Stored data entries
§

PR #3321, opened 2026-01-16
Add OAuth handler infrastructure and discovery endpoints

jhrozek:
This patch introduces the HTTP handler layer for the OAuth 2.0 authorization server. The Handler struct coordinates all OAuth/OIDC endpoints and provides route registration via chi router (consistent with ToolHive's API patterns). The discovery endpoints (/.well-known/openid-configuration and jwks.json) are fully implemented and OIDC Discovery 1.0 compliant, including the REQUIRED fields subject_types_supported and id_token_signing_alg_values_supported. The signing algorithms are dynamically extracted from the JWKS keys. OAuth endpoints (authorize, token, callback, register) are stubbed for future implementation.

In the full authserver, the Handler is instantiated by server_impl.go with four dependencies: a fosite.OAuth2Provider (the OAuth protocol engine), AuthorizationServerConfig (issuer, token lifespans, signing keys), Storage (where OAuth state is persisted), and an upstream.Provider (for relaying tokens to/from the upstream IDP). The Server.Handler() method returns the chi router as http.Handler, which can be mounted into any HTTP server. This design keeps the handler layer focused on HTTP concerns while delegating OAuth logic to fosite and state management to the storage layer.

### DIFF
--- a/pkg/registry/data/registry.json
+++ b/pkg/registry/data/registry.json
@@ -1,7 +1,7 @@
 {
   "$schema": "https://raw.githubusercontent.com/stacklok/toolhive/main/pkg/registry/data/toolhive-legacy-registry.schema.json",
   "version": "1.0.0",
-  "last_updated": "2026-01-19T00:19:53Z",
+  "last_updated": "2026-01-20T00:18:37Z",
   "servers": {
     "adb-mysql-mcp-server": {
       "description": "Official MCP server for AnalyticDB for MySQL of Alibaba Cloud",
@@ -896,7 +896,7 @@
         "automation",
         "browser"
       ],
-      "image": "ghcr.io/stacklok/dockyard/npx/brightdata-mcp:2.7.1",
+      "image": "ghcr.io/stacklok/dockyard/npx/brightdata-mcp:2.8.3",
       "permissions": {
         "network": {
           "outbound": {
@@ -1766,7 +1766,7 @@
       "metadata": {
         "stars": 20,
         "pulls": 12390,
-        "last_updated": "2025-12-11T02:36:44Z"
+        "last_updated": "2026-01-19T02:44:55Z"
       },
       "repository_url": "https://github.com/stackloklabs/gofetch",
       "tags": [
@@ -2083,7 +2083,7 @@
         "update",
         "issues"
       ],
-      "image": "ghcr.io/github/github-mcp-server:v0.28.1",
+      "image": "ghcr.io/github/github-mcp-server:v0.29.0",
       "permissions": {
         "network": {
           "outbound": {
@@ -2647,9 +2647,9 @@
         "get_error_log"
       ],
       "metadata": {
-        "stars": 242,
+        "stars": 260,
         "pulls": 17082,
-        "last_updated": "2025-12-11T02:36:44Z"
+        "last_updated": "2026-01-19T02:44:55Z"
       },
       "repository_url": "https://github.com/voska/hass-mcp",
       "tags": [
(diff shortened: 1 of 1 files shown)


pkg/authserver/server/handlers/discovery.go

§

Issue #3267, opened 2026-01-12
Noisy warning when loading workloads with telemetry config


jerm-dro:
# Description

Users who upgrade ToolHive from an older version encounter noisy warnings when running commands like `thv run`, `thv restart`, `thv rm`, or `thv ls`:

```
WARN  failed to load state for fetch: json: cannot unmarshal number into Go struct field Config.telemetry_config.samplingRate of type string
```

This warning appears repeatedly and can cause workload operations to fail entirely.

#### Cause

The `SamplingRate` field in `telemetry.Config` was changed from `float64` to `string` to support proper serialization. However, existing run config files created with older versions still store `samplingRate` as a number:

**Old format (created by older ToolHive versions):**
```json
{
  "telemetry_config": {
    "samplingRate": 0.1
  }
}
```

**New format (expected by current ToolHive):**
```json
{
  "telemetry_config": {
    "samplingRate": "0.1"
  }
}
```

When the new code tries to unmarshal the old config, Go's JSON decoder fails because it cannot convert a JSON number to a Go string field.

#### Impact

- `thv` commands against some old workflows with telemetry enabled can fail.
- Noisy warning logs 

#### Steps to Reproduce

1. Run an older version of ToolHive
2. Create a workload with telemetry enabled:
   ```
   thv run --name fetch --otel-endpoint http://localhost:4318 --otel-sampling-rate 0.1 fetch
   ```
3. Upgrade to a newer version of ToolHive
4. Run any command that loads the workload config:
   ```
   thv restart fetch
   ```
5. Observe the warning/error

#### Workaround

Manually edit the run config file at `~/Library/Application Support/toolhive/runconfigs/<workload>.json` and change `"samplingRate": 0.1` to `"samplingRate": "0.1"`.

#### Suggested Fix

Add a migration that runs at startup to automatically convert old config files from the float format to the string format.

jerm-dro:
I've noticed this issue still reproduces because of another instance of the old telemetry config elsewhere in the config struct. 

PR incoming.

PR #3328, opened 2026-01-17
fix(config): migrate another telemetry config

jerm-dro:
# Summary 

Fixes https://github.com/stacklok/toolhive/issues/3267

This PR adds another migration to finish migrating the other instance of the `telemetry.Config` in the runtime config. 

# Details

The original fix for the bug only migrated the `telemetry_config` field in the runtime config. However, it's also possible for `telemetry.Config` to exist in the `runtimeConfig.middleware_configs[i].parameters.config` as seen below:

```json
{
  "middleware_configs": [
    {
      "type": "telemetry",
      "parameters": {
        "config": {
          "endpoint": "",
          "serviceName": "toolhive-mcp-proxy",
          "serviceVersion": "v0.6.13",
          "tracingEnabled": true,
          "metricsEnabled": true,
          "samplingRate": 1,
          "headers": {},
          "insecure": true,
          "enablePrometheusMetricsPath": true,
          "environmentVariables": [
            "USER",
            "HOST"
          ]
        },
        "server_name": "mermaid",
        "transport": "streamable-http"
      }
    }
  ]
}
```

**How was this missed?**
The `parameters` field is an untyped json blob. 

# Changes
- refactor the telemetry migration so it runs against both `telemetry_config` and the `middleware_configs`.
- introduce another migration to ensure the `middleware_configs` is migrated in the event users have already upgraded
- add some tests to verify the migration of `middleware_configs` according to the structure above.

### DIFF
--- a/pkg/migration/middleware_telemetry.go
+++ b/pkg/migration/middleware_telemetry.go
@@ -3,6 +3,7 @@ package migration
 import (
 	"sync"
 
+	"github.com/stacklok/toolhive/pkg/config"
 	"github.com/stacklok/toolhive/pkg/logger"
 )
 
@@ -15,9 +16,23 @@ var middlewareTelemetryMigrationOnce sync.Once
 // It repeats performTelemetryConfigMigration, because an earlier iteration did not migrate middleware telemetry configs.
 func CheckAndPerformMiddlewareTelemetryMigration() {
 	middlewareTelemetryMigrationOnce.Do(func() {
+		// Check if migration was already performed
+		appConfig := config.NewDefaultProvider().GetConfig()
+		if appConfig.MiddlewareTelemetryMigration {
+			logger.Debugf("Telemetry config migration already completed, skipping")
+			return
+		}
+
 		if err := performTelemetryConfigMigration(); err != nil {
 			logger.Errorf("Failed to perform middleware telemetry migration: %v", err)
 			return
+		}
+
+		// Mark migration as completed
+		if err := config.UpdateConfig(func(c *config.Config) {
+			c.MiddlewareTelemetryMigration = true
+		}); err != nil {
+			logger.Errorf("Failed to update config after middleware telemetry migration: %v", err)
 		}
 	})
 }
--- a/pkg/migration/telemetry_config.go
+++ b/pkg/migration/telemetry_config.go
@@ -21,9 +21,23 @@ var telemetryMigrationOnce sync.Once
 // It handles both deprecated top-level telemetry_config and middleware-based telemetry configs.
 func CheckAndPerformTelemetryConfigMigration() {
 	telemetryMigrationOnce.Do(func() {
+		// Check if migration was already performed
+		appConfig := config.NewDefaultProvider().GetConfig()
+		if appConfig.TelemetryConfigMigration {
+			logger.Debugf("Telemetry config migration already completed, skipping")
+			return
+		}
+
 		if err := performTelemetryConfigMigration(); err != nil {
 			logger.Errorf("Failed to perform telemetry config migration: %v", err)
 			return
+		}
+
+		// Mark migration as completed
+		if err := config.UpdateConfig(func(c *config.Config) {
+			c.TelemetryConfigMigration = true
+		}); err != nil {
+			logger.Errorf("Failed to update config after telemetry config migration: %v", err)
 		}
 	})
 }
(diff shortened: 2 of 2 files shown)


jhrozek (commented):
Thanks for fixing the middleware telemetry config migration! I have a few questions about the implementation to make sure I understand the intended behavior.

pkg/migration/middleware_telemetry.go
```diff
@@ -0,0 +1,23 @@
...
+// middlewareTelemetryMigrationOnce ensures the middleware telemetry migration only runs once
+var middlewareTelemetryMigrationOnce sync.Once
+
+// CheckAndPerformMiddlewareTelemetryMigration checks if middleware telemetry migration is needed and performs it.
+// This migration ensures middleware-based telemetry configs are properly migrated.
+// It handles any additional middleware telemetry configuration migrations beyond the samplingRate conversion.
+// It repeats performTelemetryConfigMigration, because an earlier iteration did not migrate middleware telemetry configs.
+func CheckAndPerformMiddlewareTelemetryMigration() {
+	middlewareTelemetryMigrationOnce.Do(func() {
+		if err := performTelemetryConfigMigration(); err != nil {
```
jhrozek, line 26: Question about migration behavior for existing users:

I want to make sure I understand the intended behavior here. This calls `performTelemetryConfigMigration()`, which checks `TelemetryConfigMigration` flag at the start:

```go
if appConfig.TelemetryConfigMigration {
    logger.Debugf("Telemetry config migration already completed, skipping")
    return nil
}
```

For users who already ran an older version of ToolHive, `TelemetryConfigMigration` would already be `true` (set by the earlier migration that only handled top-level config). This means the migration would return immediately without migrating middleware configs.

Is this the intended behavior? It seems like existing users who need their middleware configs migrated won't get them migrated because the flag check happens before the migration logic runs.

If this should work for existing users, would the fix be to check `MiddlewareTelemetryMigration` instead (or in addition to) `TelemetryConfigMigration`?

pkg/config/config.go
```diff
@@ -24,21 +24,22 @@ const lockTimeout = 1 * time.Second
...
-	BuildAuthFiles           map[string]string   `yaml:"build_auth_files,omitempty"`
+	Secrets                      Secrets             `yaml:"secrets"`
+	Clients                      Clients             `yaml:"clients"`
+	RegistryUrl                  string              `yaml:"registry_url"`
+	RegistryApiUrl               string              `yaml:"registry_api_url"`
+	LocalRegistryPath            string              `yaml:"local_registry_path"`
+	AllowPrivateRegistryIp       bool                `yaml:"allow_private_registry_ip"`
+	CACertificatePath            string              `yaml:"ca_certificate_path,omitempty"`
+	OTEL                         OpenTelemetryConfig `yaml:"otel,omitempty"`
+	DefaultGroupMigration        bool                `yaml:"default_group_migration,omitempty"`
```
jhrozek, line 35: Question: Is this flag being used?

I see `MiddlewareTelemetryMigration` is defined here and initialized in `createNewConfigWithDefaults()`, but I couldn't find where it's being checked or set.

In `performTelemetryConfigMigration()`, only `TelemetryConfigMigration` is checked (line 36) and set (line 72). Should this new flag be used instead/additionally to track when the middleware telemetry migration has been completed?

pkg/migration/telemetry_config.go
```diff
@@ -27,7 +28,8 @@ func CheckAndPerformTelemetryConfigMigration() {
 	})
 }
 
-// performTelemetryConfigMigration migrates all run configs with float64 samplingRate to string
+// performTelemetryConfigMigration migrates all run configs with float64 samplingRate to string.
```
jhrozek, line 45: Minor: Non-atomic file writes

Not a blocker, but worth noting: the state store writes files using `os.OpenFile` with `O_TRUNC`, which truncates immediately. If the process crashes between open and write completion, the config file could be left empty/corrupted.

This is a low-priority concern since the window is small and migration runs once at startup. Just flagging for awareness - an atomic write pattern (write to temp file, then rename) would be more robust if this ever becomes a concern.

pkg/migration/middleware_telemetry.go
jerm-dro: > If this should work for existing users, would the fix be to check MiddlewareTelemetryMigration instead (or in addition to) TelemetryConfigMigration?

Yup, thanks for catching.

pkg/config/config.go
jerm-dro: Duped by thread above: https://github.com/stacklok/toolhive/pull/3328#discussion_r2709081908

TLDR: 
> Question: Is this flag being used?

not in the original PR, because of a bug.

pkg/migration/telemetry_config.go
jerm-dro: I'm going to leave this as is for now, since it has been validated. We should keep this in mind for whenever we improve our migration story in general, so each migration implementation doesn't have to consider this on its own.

§

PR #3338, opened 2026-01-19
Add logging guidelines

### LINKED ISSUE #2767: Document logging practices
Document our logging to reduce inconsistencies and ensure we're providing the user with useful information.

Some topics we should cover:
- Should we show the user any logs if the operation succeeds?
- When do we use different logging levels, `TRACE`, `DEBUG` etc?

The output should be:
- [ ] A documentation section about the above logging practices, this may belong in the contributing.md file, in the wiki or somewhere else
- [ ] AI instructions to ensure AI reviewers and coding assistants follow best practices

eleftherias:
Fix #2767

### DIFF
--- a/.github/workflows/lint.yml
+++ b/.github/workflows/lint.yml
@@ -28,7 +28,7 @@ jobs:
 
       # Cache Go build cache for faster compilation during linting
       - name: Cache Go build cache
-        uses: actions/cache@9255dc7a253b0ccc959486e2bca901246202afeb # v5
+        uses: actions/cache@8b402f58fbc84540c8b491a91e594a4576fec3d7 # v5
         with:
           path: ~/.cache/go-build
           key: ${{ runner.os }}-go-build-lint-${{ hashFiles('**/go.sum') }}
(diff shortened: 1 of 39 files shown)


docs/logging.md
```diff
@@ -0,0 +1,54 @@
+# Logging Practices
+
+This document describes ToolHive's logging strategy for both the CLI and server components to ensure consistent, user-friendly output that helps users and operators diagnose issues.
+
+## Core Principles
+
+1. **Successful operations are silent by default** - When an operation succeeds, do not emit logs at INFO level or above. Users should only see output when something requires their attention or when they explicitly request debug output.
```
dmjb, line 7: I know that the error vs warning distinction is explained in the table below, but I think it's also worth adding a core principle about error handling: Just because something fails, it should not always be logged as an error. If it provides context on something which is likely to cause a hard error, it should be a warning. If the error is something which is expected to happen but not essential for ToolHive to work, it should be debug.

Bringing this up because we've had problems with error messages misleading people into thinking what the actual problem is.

§

- **WHAT YOU NEED TO DO**
Reproduce the lines of the entries above from the one with "jerm-dro: Duped by" to the one with "jerm-dro: I'm going", both included, exactly and without any other line.

- **TASK OUTPUT**
jerm-dro: Duped by thread above: https://github.com/stacklok/toolhive/pull/3328#discussion_r2709081908

TLDR: 
> Question: Is this flag being used?

not in the original PR, because of a bug.

pkg/migration/telemetry_config.go
jerm-dro: I'm going to leave this as is for now, since it has been validated. We should keep this in mind for whenever we improve our migration story in general, so each migration implementation doesn't have to consider this on its own.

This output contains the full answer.